Orders reserved on Centre’s writ appeal on dual pricing of diesel
Orders are reserved on the writ appeal of the Union Petroleum Ministry to set aside an order dated March 14 last of a single judge, which restrained the ministry and oil companies from charging a higher price for diesel for State Transport Corporations in the Staste than the price charged for private retail customers.
The First Bench comprising Acting Chief Justice R K Agrawal and Justice N Paul Vasanthakumar reserved orders after hearing the arguments of Advocate-General A L Somayaji, Additional Solicitor-General P Wilson and oil companies senior counsel M Ravindran, on Monday.

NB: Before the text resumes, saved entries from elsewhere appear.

Issue #660, opened 2018-08-06
Page height is broken. Again.


TejasQ:
On a `Page` component, the height is incorrect: the bottom of any page is clipped. This can be seen in all (❗️) of our internal UIs.

![image](https://user-images.githubusercontent.com/9947422/43705496-eb4eaf08-9962-11e8-8efc-2bf493174158.png)

peterszerzo:
I would say this behavior is preferable - if `Page` just gives you a content area that is precisely the available height, then child components can either make themselves scrollable or implement a non-scrolling single-page card layout where the cards scroll and not the page itself. This is best decided down the tree in my opinion.

TejasQ:
I think we're mixing concerns a bit here. I'm not talking about scrollability, I'm talking about padding.

From my point of view, one would expect a `Page` to correctly contain its children, including displaying them with correct padding.

[Take a look at the table list here](https://labs.fe.ctmo.io/21b899ae-3eba-56a7-97da-fa26c050d1c5/4c495436-4973-5138-bb06-7a304df61932/bundles/) to see how, irrespective of scroll nature or height of children, the `Page` just behaves unexpectedly: I would expect it to pad its children correctly and leave a bit of space at the bottom, instead of clipping its children.

peterszerzo:
Got it, that makes sense.

PR #675, opened 2018-08-15
**Breaking: ** Add `CardSection` component

peterszerzo:
## Summary

This PR adds `CardSection`, a component that subdivides cards in various stacking configurations, display states and actions.

To support this component, there are some additional changes to `Card`:
* removing the fight between padding and negative margins in `CardHeader`.
* the `Card` component's `action` prop is now a simple react node as opposed to a component, consistent with other react child props.
* bottom margin is cancelled on the last card in its container. This has caused unwanted scrollbars in layouts, and will make layout fixing in #660 more predictable.

screen shot 2018-08-15 at 4 09 04 pm

drag-and-drop

## To be tested

Me
- [ ] CardSection elements look good.
- [ ] CardSection elements support actions.
- [ ] CardSection elements support visual drag and drop feedback.
- [ ] Usages of `Card` do not break.

Tester 1

- [ ] CardSection elements look good.
- [ ] CardSection elements support actions.
- [ ] CardSection elements support visual drag and drop feedback.
- [ ] Usages of `Card` do not break.

Tester 2

- [ ] CardSection elements look good.
- [ ] CardSection elements support actions.
- [ ] CardSection elements support visual drag and drop feedback.
- [ ] Usages of `Card` do not break.


src/CardSection/CardSection.tsx
```diff
@@ -0,0 +1,83 @@
...
+  position: relative;
+  ${({ theme }) => `
+    border-right: 1px solid ${theme.color.separators.default};
+  `};
+`
+
+const Overlay = styled("div")`
+  position: absolute;
+  top: 0px;
+  bottom: 0px;
```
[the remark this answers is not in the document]
peterszerzo: It means stretch to cover the entire surface of the parent.

src/ActionMenu/ActionMenu.tsx
```diff
@@ -5,7 +5,7 @@ import { DefaultProps } from "../types"
 import { darken } from "../utils"
 import styled from "../utils/styled"
 
-const width = 144
+const width = 120
```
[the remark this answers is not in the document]
TejasQ: But why did that even come up if this is fixing `Card`? 🤔

src/Card/Card.tsx
```diff
@@ -15,29 +15,58 @@ export interface CardProps<T extends {} = {}> extends DefaultProps {
...
+   * Since there is no further element to separate this card from, the bottom margin is disabled.
+   * This avoids unwanted overflowing behavior especially in cases where there is a single card.
+   */
+  "&:last-child": {
+    marginBottom: 0,
+  },
 }))
 
+const Content = styled("div")`
+  padding: 20px;
```
TejasQ: `theme.space.element`?

src/CardSection/CardSection.tsx
```diff
@@ -0,0 +1,83 @@
...
+  right: 0px;
+  background-color: rgba(0, 0, 0, 0.1);
+  ${({ theme }) => `
+    z-index: ${theme.zIndex.tooltip};
+  `};
+`
+
+const Content = styled("div")`
+  display: block;
+  padding: 20px;
```
TejasQ: `theme.space.element`?

src/ActionMenu/ActionMenu.tsx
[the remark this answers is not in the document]
peterszerzo: It was more apparent that it wasn't looking good.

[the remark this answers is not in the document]
micha-f: If it looks better this way then let's change it!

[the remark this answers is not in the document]
peterszerzo: @micha-f can you think of the longest piece of text inside an action when the dropdown is open? I should make sure there won't be an overflow before we change it across the board, or pick an in-between width.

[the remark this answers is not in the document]
TejasQ: _"Backpfeifengesicht"_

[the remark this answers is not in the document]
micha-f: Inside the actions dropdown?
-> "Create saved query"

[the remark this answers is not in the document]
peterszerzo: I see, in that case we'll go back to 144px then and see how it fares when used with realistic card sized.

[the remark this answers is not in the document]
micha-f: 👍

src/CardSection/CardSection.tsx
```diff
@@ -0,0 +1,137 @@
...
+  position: relative;
+  ${({ theme }) => `
+    border-right: 1px solid ${theme.color.separators.default};
+  `};
+`
+
+const Overlay = styled("div")<{ overlayType: OverlayType }>`
+  position: absolute;
+  top: 0px;
+  bottom: 0px;
```
TejasQ: I still don't understand the need for both top _and_ bottom to have `0`.

src/Tree/Tree.tsx
```diff
@@ -35,43 +35,62 @@ const TreeItem = styled("div")<{
...
 
+const TreeLabel = styled("span")`
+  display: block;
+  flex: 1;
+`
+
+const CloseButton = styled("div")`
+  cursor: pointer;
+  width: fit-content;
+  padding: 4px;
```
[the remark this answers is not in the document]
peterszerzo: I wouldn't use a theme variable here yet - it is a unique element (basically a close button that is even smaller than the `NameTag` component) whose proportions should not change as theme variables are fine-tuned to make sure the X icon inside stays visible. I'll add a `@todo` note to look into formalizing and re-using it in other places.

src/Tree/Tree.tsx
```diff
@@ -35,43 +35,62 @@ const TreeItem = styled("div")<{
...
   width: fit-content;
   min-width: 160px;
-  user-select: none;
-  ${({ theme, hasChildren, hasTag, isTopLevel, isDisabled }) => `
+  ${({ theme, hasChildren, hasTag, isTopLevel, isDisabled, isRemovable }) => `
     font-size: ${hasTag ? theme.font.size.fineprint : theme.font.size.small}px;
     font-weight: ${hasTag || isTopLevel ? theme.font.weight.bold : theme.font.weight.regular};
     font-family: ${hasTag ? theme.font.family.code : theme.font.family.main};
     color: ${theme.color.text.dark};
+    ${isDisabled ? "opacity: 0.4;" : ""}
```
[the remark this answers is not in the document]
peterszerzo: Good point!

src/Card/Card.tsx
```diff
@@ -48,9 +79,15 @@ export default function Card<T extends {}>(props: CardProps<T>) {
...
     <Container {...rest}>
-      {(title || Action) && <CardHeader title={title} action={Action && <Action />} />}
-      {data && titles.map((cardItemTitle, i) => <CardItem key={i} value={values[i]} title={cardItemTitle} />)}
-      {children}
+      {(title || action) && <CardHeader title={title} action={action} />}
+      {sections ? (
+        <SectionsContainer stackHorizontal={stackSections === "horizontal"}>{sections}</SectionsContainer>
+      ) : (
+        <Content>
+          {data && titles.map((cardItemTitle, i) => <CardItem key={i} value={values[i]} title={cardItemTitle} />)}
```
TejasQ: Can titles be reordered?

src/CardSection/CardSection.tsx
```diff
@@ -0,0 +1,137 @@
...
+          background-color: rgba(239, 223, 50, 0.4);
+        `
+    }
+  }};
+`
+
+const Content = styled("div")`
+  display: block;
+  ${({ theme }) => `
+    padding: ${theme.space.element}px;
```
TejasQ: I'm curious as to why you prefer the function interpolation occurring _before_ the value as opposed to _after_:

```js
styled("div")`
  ${({ theme }) => `
    padding: ${theme.space.element}px;
  `}
`
```

as opposed to 

```js
styled("div")`
  padding: ${({ theme }) => theme.space.element}px;
`
```

src/CardSection/README.md
```diff
@@ -0,0 +1,162 @@
+Card sections are flexibly stacked sub-containers designed to fit within cards. If specified, cards ignore other content-setting properties (`data`, `children`).
+
+### Simple usage
+
+```jsx
+<div style={{ width: 300 }}>
+  <Card
+    sections={
+      <>
+        <CardSection title="Section 1">Content 1</CardSection>
```
TejasQ: Can I give it an array and have it map automatically to CardSections as syntax sugar? I'd find that shorthand nice and convenient.

src/CardSection/README.md
```diff
@@ -0,0 +1,162 @@
...
+    super(props)
+    this.state = {
+      labelsInSource: ["123", "456", "789"],
+      labelsInTarget: [],
+    }
+  }
+
+  render() {
+    return (
+      <OperationalUI>
```
TejasQ: Pretty sure you already have this from styleguidist. It may be a good idea to use the `state` global that styleguidist allows in order to keep this concise.

src/CardSection/README.md
```diff
@@ -0,0 +1,162 @@
...
+        <div style={{ width: 600, height: 300, margin: 20 }}>
+          <Card>
+            <Tree
+              trees={this.state.labelsInSource.map(label => ({
+                label,
+                draggable: true,
+                onDragStart: ev => {
+                  this.setState({ dragSource: label })
+                },
+                onDragEnd: ev => {
```
TejasQ: Isn't JS awesome because you don't have to deal with event handler typings?

src/CardSection/README.md
```diff
@@ -104,52 +112,51 @@ class DragAndDropExample extends React.Component {
             stackSections="horizontal"
             sections={
               <>
+                {/* Drop target identified by "container1" */}
```
TejasQ: How `container1` is declared and flows through this component _still seems_ a little ambiguous/not as idiomatic to a newcomer (like me). Can we somehow abstract a bit more? I'm unclear to me what the `dragAndDropFeedback` even does at this point.

peterszerzo: `dragAndDropFeedback` is the prop that can take a few string values making either a yellow background to signal that you can drag there, a slightly more intense one to signal that you're about to drop, and a red border to signal that the current drag item cannot be dropped in there. It is purely presentational. Any ideas for a better name?

src/CardSection/CardSection.tsx
peterszerzo: This allows me to have a single function in the implementation, and I find the rule itself - `padding: ${theme.space.element}px;`, easier to read than `padding: ${({ theme }) => theme.space.element}px;`.

src/CardSection/README.md
TejasQ: Nope, it works.

src/Card/Card.tsx
peterszerzo: I'm not that familiar with this feature, but reading through it it it doesn't look like reordering is possible. It also strikes me as a feature where there's no guarantee that the titles will be ordered the same way in different browsers, given that `Object.keys` returns an unpredictable order.

I think we should sort the keys alphabetically in https://github.com/Contiamo/operational-ui/blob/0f0cb668f90691744961f369017722b66d625617/src/Card/Card.tsx#L72, then accept a `sortKeys: (title1: string, title2: string) => number` prop that we can sort with if a custom ordering is required.

src/CardSection/CardSection.tsx
TejasQ: Right. Looks like it also scales better as in the case of line 88.

src/CardSection/README.md
```diff
@@ -0,0 +1,175 @@
...
+          </Card>
+          <Card
+            stackSections="horizontal"
+            sections={
+              <>
+                {/* Drop target identified by "container1" */}
+                <CardSection
+                  title="Container 1"
+                  dragAndDropFeedback={
+                    this.state.dragSource
```
TejasQ: Is `this.state.dragSource` only truthy when some dragging is in progress?

fabien0102:
```<!-- IMPORTANT: If this is a breaking change or a backwards compatible feature, please prefix the title of this PR with **Breaking: ** or **Feature: ** -->```


@peterszerzo This is the first line of the PR template 😛 Can you follow the convention please 😅

File: src/CardSection/README.md (hunk 14 above)
Comment (peterszerzo) [reply src/CardSection/README.md]: That's right - in this example, it simply contains the string value inside the draggable item when dragging is going on, otherwise it's `undefined`.

File: src/Card/Card.tsx [hunk 15]
```diff
@@ -15,29 +15,60 @@ export interface CardProps<T extends {} = {}> extends DefaultProps {
   /** Title of the card */
   title?: React.ReactNode
   /** Component containing buttons/links/actions assigned to the card */
-  action?: React.ComponentType
-  /** DOM id attribute, useful for hash linking */
-  id?: string
-  className?: string
+  action?: React.ReactNode
+  /** Card sections */
+  sections?: React.ReactNode
```
fabien0102: We can improve the types here to have 

```ts
interface CardWithSections {
sections?: React.ReactNode
children?: never
data?: never
}
```

peterszerzo: @fabien0102 thanks for the tip! Have a look in the new commit :)

src/Card/Card.tsx
```diff
@@ -3,7 +3,7 @@ import { CardHeader, CardItem } from "../"
 import { DefaultProps } from "../types"
 import styled from "../utils/styled"
 
-export interface CardProps<T extends {} = {}> extends DefaultProps {
+export interface CardPropsRegular<T extends {} = {}> extends DefaultProps {
```
TejasQ: Why `Regular`? We use `CardPropsBase` or `BaseCardProps` conventionally in other components with discriminant typings.

src/CardSection/README.md
```diff
@@ -0,0 +1,180 @@
...
+
+### A drag-and-drop example
+
+The following example shows how card sections can support a full-fledged drag-and-drop example. This example is quite verbose to implement the HTML5 drag-and-drop API, but beyond the logic, the different settings to toggle drag-and-drop feedback states are all represented.
+
+```jsx
+class DragAndDropExample extends React.Component {
+  constructor(props) {
+    super(props)
+    this.state = {
```
TejasQ: I'm wondering if we can use styleguidist's built in support for state here in order to make the example simpler (and possibly more readable?)

src/CardSection/README.md
```diff
@@ -0,0 +1,180 @@
...
+      /** The item being dragged out of the above two arrays, if any */
+      dragSource: undefined,
+      /** The identifier of the current drop target, if any */
+      dropTarget: undefined,
+    }
+  }
+
+  render() {
+    return (
+      <OperationalUI>
```
TejasQ: Using styleguidist's built in state support would even remove the need for this `OperationalUI` wrapper.

src/CardSection/README.md
```diff
@@ -0,0 +1,180 @@
...
+                      },
+                    }))}
+                  />
+                </CardSection>
+                {/* Drop target identified by "container2" */}
+                <CardSection
+                  title="Container 2"
+                  onDragOver={() => {
+                    ev.preventDefault()
+                    // This check is necessary to prevent blocking the render loop with queued up re-renders.
```
TejasQ: `// This check is necessary to prevent unnecessarily calling setState if this component is already the dropTarget`

src/Card/Card.tsx
peterszerzo: In https://github.com/Contiamo/operational-ui/blob/48ad60e27612e9fb4dbfe3a26aeb6f005bbbf515/src/Input/Input.tsx, for example, `BaseProps` means an interface that the two discriminant interfaces inherit from, which is not the case here. Renaming it to e.g. `CardWithDataOrChildrenProps` and `CardWithSectionsProps` to be more descriptive - what do you think?

src/CardSection/README.md
peterszerzo: This wasn't working for me in `styleguidist`.

src/CardSection/README.md
peterszerzo: I'd still mention the render loop blocking as the outcome I'd like to prevent - how about this:
```
/**
 * This check is necessary to prevent blocking the render loop by piling up unnecessary `setState` calls
 * when this element is already a drop target.
 */
```

TejasQ:
Adding one more comment so there are 50 comments.

TejasQ:
[Card header tabs](https://trello.com/c/1By5iUWw/375-card-header-tabs)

The Bench had earlier asked the State government whether it was prepared to furnish bank guarantee for the differential amount to oil companies if the fuel was supplied to State Transport Corporations at the depots and if the government loses the case before the court.
The AG submitted that the appellant was prepared to file an undertaking. However, Wilson and Ravindran said the Centre and oil companies were not prepared to accept it. Ravindran said that there were 1,500 bulk consumers in Tamil Nadu. Of these, 1,100 were supplied by Indian Oil Corporation alone. Following the interim order in favour of the STCs, if other bulk consumers also were to approach the court for similar relief, the loss to the oil companies would be around `400 crore per day. It was proposed to withdraw subsidy on diesel being given to private retail consumers in a few months. Then the price would become equal.
Wilson said granting injunction against a policy decision was not automatic. On several occasions, the Supreme Court had said that only in irreparable cases, injunction could be granted. In the present case, the single judge had granted an injunction at the inception stage. The single judge’s order was untenable, he argued.